Creating a new recovery partition will require more effort:

  • In Terminal, type in sudo hdiutil create ~/Desktop/Recovery\ HD.dmg –srcdevice /dev/DiskIdentifier, where DiskIdentifier is the identifier of the Apple_Boot Recovery HD (find it in diskutil list)
  • If requested – type in the admin password and press Enter. The Recovery HD disk image is established, and you will return to the Terminal prompt
  • Use Disk Utility to make a partition on Mac's internal disk where you plan to create a Recovery HD volume
  • Move the Recovery HD image to the new partition by using the Restore command in Disk Utility
  • Then, in Disk Utility toolbar, unmount the recently created Recovery HD volume
  • Now assign Apple_Boot type to the Recovery HD volume: launch Terminal and enter command sudo asr adjust –target /dev/DiskIdentifier -settype Apple_Boot -> press Enter -> type in the admin password -> press Enter again.

You’re done: the new invisible Recovery HD volume is created.

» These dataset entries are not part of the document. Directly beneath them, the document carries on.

PR #607, opened 2018-05-09
Add peers index bootstrapping capability

robskillington:


client/session.go
```diff
@@ -2213,14 +2245,35 @@ func (s *session) streamBlocksMetadataFromPeerV2(
...
+				tags         ident.Tags
+				tagDecodeErr error
+			)
+			if encodedTags := elem.EncodedTags; len(encodedTags) != 0 {
+				tagDecoderCheckedBytes.Reset(encodedTags)
+				tagDecoder.Reset(tagDecoderCheckedBytes)
+				tags = make(ident.Tags, 0, tagDecoder.Remaining())
+				for tagDecoder.Next() {
+					curr := tagDecoder.Current()
+					tags = append(tags, idPool.CloneTag(curr))
```
richardartoul: kinda sucks we have to allocate all the tags per peer. Ah well

client/session.go
```diff
@@ -2213,14 +2245,35 @@ func (s *session) streamBlocksMetadataFromPeerV2(
...
+				}
+				tagDecodeErr = tagDecoder.Err()
+			}
+
 			// Error occurred retrieving block metadata, use default values
+			var err error
 			if elem.Err != nil {
```
richardartoul: maybe a comment that element err takes precedence over tag decoding error

storage/bootstrap/bootstrapper/peers/source.go
```diff
@@ -512,10 +514,146 @@ func (s *peersSource) ReadIndex(
 	shardsTimeRanges result.ShardTimeRanges,
 	opts bootstrap.RunOptions,
 ) (result.IndexBootstrapResult, error) {
-	// FOLLOWUP(r): implement the peers source returning
-	// index segments that are streamed from peers as required.
-	// Try to cache some series metadata on the peers source itself
-	// from work done in ReadData(...) to help avoid rereading as
-	// much as possible.
-	return result.NewIndexBootstrapResult(), nil
+	// FOLLOWUP(r): Try to reuse any metadata fetched during the ReadData(...)
```
richardartoul: Think maybe we should make a master issue for index-bootstrap performance improvements? I'm gonna have some for the commit log as well.

storage/bootstrap/bootstrapper/peers/source.go
```diff
@@ -512,10 +514,146 @@ func (s *peersSource) ReadIndex(
...
+}
+
+func (s *peersSource) markIndexResultErrorAsUnfulfilled(
+	r result.IndexBootstrapResult,
+	resultLock *sync.Mutex,
+	err error,
+	shard uint32,
+	timeRange xtime.Range,
+) {
+	// NB(r): We explicitly do not remove entries from the index results
```
richardartoul: can you update this comment to talk about peer metadata instead of data files

storage/series/series.go
```diff
@@ -400,11 +400,12 @@ func (s *dbSeries) FetchBlocksMetadata(
 		bufferResults.Close()
 	}
 
-	id := s.opts.IdentifierPool().Clone(s.id)
-
 	res.Sort()
 
-	return block.NewFetchBlocksMetadataResult(id, res), nil
+	// NB(r): Since ID and Tags are garbage collected we can safely
+	// return refs.
```
richardartoul: "are garbage collected (never manually finalized)" maybe to be a little more clear

richardartoul: I guess this was already an issue, but now that I'm thinking about it, should we add a comment at the server level to not finalize the ID / tags we're returning? I notice you only do it in the shard for things that come from disk but seems like something someone could fuck up easily.

Maybe we should just file an issues to have a wrapper for special types of IDs/tags that does an [invariant violated] or panics when you try to finalize it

The only thing left to discuss is how to get out of Recovery Mode on Mac if you have accidentally launched it. First, close the macOS utilities window. Once you do so, you will have to decide on a Startup Disk – the options will appear on the screen. Pick your startup drive and press the Restart button to escape the Recovery Mode.

If the above-mentioned method does not work, enter Utilities menu being in the Recovery Mode. Select Terminal to type the command sudo bless -folder /Volumes/Macintosh\ HD/System/Library/CoreServices –setOF and press Enter. Then, type in the admin’s password on your Mac, stop Terminal and quit the Recovery Mode to see whether HD is now available as a Startup Disk. This should do the trick. The worst options include reinstalling, migrating, or restoring from a backup.

Use Command + R on Mac to Call Recovery Mode and Solve Problems

Overall, the Recovery mode console can be very useful to fix various issues whenever your MacBook or Mac desktop is not working properly. Dealing with specific tasks requires some time plus special knowledge of particular key combinations and Terminal commands, but the result – correctly working Apple computer – is totally worth the effort.